The entries shown below are to be printed in full, unaltered.

*** Opening of EXTRACTED DATA ***

PR #135, opened 2025-02-14
Include (semi-)definite in the description

johannahaffner:
Modifies the docstring to include the (semi-). Otherwise it sounds as though Cholesky is only picked for positive and negative definite operators.


patrick-kidger:
LGTM!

*** Close of EXTRACTED DATA ***

### SOLUTION TO THIS EXERCISE
PR #135, opened 2025-02-14
Include (semi-)definite in the description

johannahaffner:
Modifies the docstring to include the (semi-). Otherwise it sounds as though Cholesky is only picked for positive and negative definite operators.


patrick-kidger:
LGTM!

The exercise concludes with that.